>>>

PR #3256, opened 2024-08-01
Fix comparison comment in snowflake algorithms

yacovm:
## Why this should be merged

In the snowflake algorithms, there is the following comment:

```
// terminationConditions[i].alphaConfidence < terminationConditions[i+1].alphaConfidence 
// terminationConditions[i].beta <= terminationConditions[i+1].beta
```
However, the two lines contradict, as if alpha confidence grows with i, then beta should decrease and not increase. The reason is that the higher our confidence, the less consecutive polls we need to finalize.

## How this works

Just a comment fix

## How this was tested

No need to test, it's a comment fix.

### DIFF
--- a/snow/consensus/snowball/binary_snowflake.go
+++ b/snow/consensus/snowball/binary_snowflake.go
@@ -20,7 +20,7 @@ func newBinarySnowflake(alphaPreference int, terminationConditions []termination
 // Invariant:
 // len(terminationConditions) == len(confidence)
 // terminationConditions[i].alphaConfidence < terminationConditions[i+1].alphaConfidence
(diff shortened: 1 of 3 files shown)


StephenButtolph (approved):

aaronbuchwald (approved):
LGTM - nice catch

StephenButtolph:
🤔 I wonder if we broke the merge queue for PRs coming from forks

yacovm:
> 🤔 I wonder if we broke the merge queue for PRs coming from forks

it's not my first PR from a fork, maybe there could be another explanation?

<<<

* WHAT YOU HAVE TO DO
Pick from the records each line that contains the word "StephenButtolph" and show it.

* TASK OUTPUT
StephenButtolph (approved):
StephenButtolph:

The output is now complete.